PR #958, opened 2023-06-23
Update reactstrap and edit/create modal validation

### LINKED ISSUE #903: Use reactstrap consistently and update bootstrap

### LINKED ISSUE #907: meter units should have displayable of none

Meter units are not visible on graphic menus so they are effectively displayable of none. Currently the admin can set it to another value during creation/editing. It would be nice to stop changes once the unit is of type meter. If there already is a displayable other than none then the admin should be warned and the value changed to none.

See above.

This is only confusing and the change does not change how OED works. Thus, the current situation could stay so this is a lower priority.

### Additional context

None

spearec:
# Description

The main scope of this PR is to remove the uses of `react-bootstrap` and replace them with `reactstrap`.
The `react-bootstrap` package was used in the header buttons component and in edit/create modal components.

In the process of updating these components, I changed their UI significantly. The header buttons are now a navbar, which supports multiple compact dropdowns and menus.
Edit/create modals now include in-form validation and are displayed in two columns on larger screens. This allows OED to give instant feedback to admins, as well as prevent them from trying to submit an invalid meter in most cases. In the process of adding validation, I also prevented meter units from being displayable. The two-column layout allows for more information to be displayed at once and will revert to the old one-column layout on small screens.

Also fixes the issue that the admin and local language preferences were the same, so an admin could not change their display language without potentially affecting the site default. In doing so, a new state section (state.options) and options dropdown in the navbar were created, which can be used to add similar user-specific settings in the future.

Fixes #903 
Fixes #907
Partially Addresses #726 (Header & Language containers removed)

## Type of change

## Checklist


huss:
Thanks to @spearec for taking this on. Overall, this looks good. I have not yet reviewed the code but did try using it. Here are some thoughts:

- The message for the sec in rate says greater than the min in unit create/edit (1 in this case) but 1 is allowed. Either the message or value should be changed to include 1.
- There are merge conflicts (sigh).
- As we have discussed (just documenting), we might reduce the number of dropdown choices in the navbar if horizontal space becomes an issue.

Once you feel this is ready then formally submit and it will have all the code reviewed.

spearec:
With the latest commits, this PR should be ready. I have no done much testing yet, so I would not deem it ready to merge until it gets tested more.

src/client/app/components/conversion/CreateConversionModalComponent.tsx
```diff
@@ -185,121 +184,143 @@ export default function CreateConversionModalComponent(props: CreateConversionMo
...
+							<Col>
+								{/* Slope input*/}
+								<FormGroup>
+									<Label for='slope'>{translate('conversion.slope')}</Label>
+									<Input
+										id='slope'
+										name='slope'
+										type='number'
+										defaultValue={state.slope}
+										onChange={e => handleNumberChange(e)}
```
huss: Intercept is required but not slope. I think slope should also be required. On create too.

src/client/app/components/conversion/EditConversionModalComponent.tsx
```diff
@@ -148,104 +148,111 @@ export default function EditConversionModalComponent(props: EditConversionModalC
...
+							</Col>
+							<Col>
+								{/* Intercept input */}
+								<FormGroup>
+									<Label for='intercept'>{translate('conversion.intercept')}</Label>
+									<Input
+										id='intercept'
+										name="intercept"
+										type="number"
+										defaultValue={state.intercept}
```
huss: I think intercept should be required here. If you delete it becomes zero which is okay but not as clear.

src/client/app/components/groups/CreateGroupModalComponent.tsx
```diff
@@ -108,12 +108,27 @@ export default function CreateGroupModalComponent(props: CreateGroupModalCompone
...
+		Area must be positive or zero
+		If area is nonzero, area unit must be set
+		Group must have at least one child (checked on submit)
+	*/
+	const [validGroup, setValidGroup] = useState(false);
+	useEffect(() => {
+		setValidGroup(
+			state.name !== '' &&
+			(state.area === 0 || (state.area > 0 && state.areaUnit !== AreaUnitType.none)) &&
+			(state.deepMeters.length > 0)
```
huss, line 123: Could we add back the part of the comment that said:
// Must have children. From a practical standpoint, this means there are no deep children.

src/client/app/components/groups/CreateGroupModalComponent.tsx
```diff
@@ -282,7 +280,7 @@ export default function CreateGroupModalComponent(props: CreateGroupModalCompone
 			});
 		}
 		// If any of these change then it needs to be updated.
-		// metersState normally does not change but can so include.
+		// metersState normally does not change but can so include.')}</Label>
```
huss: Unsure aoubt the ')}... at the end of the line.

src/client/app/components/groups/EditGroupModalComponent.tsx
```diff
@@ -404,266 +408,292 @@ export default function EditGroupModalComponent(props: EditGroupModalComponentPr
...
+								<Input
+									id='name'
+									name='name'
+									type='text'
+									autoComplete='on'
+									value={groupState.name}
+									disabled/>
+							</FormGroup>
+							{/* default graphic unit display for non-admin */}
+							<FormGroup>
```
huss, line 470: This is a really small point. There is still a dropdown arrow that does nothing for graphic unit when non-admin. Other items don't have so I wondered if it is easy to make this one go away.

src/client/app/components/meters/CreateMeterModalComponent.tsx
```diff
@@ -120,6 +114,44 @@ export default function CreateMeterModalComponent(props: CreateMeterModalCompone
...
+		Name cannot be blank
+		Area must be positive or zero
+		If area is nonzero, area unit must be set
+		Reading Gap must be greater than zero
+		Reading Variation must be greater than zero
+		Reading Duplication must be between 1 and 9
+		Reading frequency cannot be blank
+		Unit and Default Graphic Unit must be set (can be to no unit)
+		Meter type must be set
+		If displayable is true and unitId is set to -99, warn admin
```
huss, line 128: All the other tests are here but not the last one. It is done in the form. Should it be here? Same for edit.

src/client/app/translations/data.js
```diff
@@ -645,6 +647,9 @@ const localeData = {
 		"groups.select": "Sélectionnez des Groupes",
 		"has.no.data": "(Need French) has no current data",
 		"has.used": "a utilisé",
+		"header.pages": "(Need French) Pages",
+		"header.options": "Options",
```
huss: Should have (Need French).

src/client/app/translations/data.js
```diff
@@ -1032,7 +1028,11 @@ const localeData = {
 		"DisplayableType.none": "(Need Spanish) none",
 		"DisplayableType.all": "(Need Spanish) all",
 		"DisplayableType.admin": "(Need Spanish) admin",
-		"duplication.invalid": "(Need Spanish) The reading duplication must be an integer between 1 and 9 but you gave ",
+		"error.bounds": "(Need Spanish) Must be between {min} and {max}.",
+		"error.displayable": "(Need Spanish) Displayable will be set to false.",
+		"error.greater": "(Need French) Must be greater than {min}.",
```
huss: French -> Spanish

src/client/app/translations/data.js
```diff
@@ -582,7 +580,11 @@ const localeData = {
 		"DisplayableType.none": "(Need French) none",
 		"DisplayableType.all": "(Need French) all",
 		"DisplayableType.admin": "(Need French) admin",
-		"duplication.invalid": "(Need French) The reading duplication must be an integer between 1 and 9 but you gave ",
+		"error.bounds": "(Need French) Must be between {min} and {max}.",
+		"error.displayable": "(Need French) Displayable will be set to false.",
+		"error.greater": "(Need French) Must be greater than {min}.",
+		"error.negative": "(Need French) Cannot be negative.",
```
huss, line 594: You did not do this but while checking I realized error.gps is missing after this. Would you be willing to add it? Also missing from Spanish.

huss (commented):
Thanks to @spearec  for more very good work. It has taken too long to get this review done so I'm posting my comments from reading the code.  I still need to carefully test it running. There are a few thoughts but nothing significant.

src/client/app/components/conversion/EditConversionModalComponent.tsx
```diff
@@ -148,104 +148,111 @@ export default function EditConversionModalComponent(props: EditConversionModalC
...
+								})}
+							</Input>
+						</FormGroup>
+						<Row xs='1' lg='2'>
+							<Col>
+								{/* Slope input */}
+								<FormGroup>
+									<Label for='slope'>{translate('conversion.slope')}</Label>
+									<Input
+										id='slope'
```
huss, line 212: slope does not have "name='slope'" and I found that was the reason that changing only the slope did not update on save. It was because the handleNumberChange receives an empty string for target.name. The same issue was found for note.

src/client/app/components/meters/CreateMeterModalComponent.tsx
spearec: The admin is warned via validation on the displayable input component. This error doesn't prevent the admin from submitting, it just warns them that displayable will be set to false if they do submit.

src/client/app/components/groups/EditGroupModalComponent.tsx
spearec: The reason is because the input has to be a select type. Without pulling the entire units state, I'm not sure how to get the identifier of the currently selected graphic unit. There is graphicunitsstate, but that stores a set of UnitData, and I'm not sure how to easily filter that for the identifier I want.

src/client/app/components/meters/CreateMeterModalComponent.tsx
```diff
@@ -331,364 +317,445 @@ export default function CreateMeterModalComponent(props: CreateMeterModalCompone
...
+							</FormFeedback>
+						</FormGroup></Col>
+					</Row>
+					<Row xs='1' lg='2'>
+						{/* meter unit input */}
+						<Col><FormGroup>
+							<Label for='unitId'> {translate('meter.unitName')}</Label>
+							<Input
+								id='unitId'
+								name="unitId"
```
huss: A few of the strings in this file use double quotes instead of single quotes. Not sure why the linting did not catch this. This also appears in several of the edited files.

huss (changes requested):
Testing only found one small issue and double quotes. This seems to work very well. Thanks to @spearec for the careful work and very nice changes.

_What you need to do:_ State the count of lines in the material above that include "DisplayableType", with no other words.

_Response to the exercise:_ 6